Sharing Student Work: Digital Life Glogs

digital life posters

I was fortunate to be asked by my National Writing Project colleagues Gail Desler and Natalie Bernasconi to contribute a few pieces of student work to their emerging site around digital citizenship and digital life. The wiki site — entitled Digital ID — is becoming another great resource to share with teachers and students around the teaching of using technology in meaningful and thoughtful ways. My sixth grade students contributed a few Glogster posters to the developing section around student-created work.

Gail and Natalie are really curating a site with value, particularly around lesson plans and resources, and an overarching theme of empowering students with technology in a way that gives them agency to make informed decisions about their digital footprints and lives. This is a theme that I have been trying to articulate with my students all year, too. I love how they lay out their rationale for creating the site and provide a framework for understanding that is easily adaptable by teachers. Those reflective stances put the activities and learning goals in context.
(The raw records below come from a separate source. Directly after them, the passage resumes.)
PR #10901, opened 2024-10-01
Deaccessioned dataset file edit fix.

### LINKED ISSUE #9351: Editing a deaccessioned dataset: the file edit options should allow the "delete" function to work
From a deaccessioned version, any file-related action (deleting, restricting files, adding tags, etc), results in error banners and confusing success banners to appear and doesn't cause a draft version to be created

Visit a deaccessioned dataset to edit for republishing. login, and select file, delete files

select files and select the delete option, or any other option

* When does this issue occur?

When you attempt to revive/edit a deaccessioned dataset for republishing

Dataset landing page

* What happens?
* 
Error message that files can't be deleted/etc

curators, superusers

expected file actions to work and create new draft

latest release 5.13

none

**Screenshots:**

*

jp-tosca:
It was reported on [#9351](https://github.com/IQSS/dataverse/issues/9351) that trying to update any of the files for a deaccessioned dataset would result in an error message.

My test showed that this would only happen when the only previous version available is deaccessioned, for example if you create a dataset and have version 1, then make version 2 and deaccession version 2 it will not show this error. 

While reviewing this issue we found that even if the UI would fail this was possible on the API due a parameter sent that would cause to bypass a check, this caused that even the new test would pass with the old code. 

You can test this by: 

1. Deploy develop branch
2. Create a dataset with file
3. Publish the dataset
4. Deaccession the dataset
5. Try to delete a file and you will see an error
6. Get the id of the file (lmk if you need help with this step)
7. Try to delete the file with http://localhost:8080/api/files/ and you will succeed (you shouldn't)
8. Undeploy and make the changes to the file Files.java on your develop branch, deploy and repeat steps 1-7, you should get an error message on both.
9. This is where the fix comes in, once that the fix from this branch from UpdateDatasetVersionCommand are deployed the functionality should be restored. 

Closes #9351

Yes

### DIFF
--- a/src/main/java/edu/harvard/iq/dataverse/Dataset.java
+++ b/src/main/java/edu/harvard/iq/dataverse/Dataset.java
@@ -333,13 +333,18 @@ public class Dataset extends DvObjectContainer {
         return getVersions().get(0);
     }
 
-    public DatasetVersion getLatestVersionForCopy() {
+    public DatasetVersion getLatestVersionForCopy(boolean includeDeaccessioned) {
         for (DatasetVersion testDsv : getVersions()) {
-            if (testDsv.isReleased() || testDsv.isArchived() || testDsv.isDeaccessioned()) {
+            if (testDsv.isReleased() || testDsv.isArchived() 
+                || (testDsv.isDeaccessioned() && includeDeaccessioned)) {
                 return testDsv;
             }
         }
         return getVersions().get(0);
+    }
+
+    public DatasetVersion getLatestVersionForCopy(){
+        return getLatestVersionForCopy(false);
     }
 
     public List<DatasetVersion> getVersions() {
--- a/src/main/java/edu/harvard/iq/dataverse/Dataset.java
+++ b/src/main/java/edu/harvard/iq/dataverse/Dataset.java
@@ -335,7 +335,7 @@ public class Dataset extends DvObjectContainer {
 
     public DatasetVersion getLatestVersionForCopy() {
         for (DatasetVersion testDsv : getVersions()) {
-            if (testDsv.isReleased() || testDsv.isArchived()) {
+            if (testDsv.isReleased() || testDsv.isArchived() || testDsv.isDeaccessioned()) {
                 return testDsv;
             }
         }
--- a/src/main/java/edu/harvard/iq/dataverse/engine/command/impl/UpdateDatasetVersionCommand.java
+++ b/src/main/java/edu/harvard/iq/dataverse/engine/command/impl/UpdateDatasetVersionCommand.java
@@ -115,7 +115,7 @@ public class UpdateDatasetVersionCommand extends AbstractDatasetCommand<Dataset>
          */
         if(persistedVersion==null) {
             Long id = getDataset().getLatestVersion().getId();
-            persistedVersion = ctxt.datasetVersion().find(id!=null ? id: getDataset().getLatestVersionForCopy().getId());
+            persistedVersion = ctxt.datasetVersion().find(id!=null ? id : getDataset().getLatestVersionForCopy().getId());
         }
         
         //Will throw an IllegalCommandException if a system metadatablock is changed and the appropriate key is not supplied.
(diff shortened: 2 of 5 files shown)


src/main/java/edu/harvard/iq/dataverse/Dataset.java
```diff
@@ -335,7 +335,7 @@ public DatasetVersion getLatestVersion() {
 
     public DatasetVersion getLatestVersionForCopy() {
         for (DatasetVersion testDsv : getVersions()) {
-            if (testDsv.isReleased() || testDsv.isArchived()) {
+            if (testDsv.isReleased() || testDsv.isArchived() || testDsv.isDeaccessioned()) {
```
qqmyers, line 338: This looks like it will fix the npe problem, but this method is used in many places and I'm not sure that all of them should include a deaccessioned version. For example - https://github.com/IQSS/dataverse/blob/4c1e069082b740849e3ad0ade41a926407ec52f5/src/main/java/edu/harvard/iq/dataverse/export/ExportService.java#L152 would export info about a deaccessioned version. We might need a separate getLatestPublicVersion method for such cases unless there's some other way to fix.

src/main/java/edu/harvard/iq/dataverse/engine/command/impl/UpdateDatasetVersionCommand.java
```diff
@@ -115,7 +115,7 @@ public Dataset execute(CommandContext ctxt) throws CommandException {
          */
         if(persistedVersion==null) {
             Long id = getDataset().getLatestVersion().getId();
-            persistedVersion = ctxt.datasetVersion().find(id!=null ? id: getDataset().getLatestVersionForCopy().getId());
+            persistedVersion = ctxt.datasetVersion().find(id!=null ? id : getDataset().getLatestVersionForCopy(true).getId());
```
qqmyers, line 118: Adding the true parameter so that only this call is affected resolved my earlier comment. Thinking further on this particular use  - we're getting the persistedVersion so we can see if there are changes to a system metadatablock (line 122) in which case you need a key to make changes. It's an interesting question whether that comparison should be versus the last public/published version if there is one or against a later deaccessioned one (if it exists).  Probably rare enough that we should just ignore my comment and accept the fix as is.

jp-tosca:
Changes should be good to review @qqmyers, the copy still needs to be created on the api but not sent as a parameter, after making these changes both UI and the API should fail before the changes and the change should resolve this issue for both.

src/test/java/edu/harvard/iq/dataverse/api/DatasetsIT.java
```diff
@@ -667,6 +667,60 @@ public void testCreatePublishDestroyDataset() {
         deleteDatasetResponse.prettyPrint();
         assertEquals(200, deleteDatasetResponse.getStatusCode());
 
+        // Start of deaccession test.
```
qqmyers: Wow - the testCreatePublishDestroyDataset method is doing quite a bit more than testing destroy! +1 for splitting it up some day.

qqmyers (approved):
This looks fine (I made minor comment changes). 
For posterity - this does change the currently inconsistent behavior between the UI and API for file deletion - the latter was triggering edit-draft logging while the former did not. It sounds like this isn't used much now, and, in #10890, I'm proposing further changes to this - basically making edit-draft logging an optional feature and then working to enable it for any/all operation that update the dataset version if enabled (versus it only happening for methods that send in a clone datasetversion now). So - in talking with @jp-tosca, we thought making the api consistent with the UI, which also allows an IT test for this bug, is a reasonable approach in this PR.

ofahimIQSS:
I tested this ticket a little bit differently. I pushed the ticket to internal to test the fix. Fix looks good and no error message was displayed after deleting a file from a deaccessioned dataset. I was able to reproduce the defect in demo (without the fix) so I could see what the issue was. I attached screenshots of the testing below.  
[10901 Testing.docx](https://github.com/user-attachments/files/17248300/10901.Testing.docx)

Check out Digital ID for more information and for more resources.

Peace (in the sharing),
Kevin

 

A Nice Write-up of our Video Game Design Site

One of the curators at the National Writing Project’s Digital Is site did a “review” of our website that was a reflection for a science-based video game design project.

The scaffolded nature of the website reflects the attention that the teacher team paid to the structure of the project itself.  Students reflected about the principles of video game design (both good and bad), blogged about the big ideas from their science class that would become the content world of their game (layers of the earth, mountains, volcanoes), and focused on the writing process. The multi-modal design of the site – with student and teacher videos, text, and student work examples – also reflects the teachers’ commitment to the importance of teaching and learning with a range of tools. — Kate Leuschhke Blinn

You can access our Video Game Design site here.

 

Peace (in the sharing),
Kevin

 

Daily News: Common Core/Digital Literacy

Common Core Paper
My National Writing Project friend, Fred Mindlin (@fmindlin), is the “curator” of a daily news feed that features lots of great links and articles and resources about the Common Core, but his lens is digital literacy. He uses the paper.li site (which I also use for my National Writing Project daily news), and it automatically gathers up information about the Common Core that is in his group of Twitter friends and hashtag topics.

I often find interesting (and varied) takes on the national Common Core movement, and I urge you to consider checking it out, too. The site allows you to “subscribe” to a paper, and this allows you to get an email update every day about the news. Then, you can decide to follow the link to the paper or not. (Note: there is advertising on the  paper.li news, but I use the adblock plus add-on in Firefox to remove it all from sight.)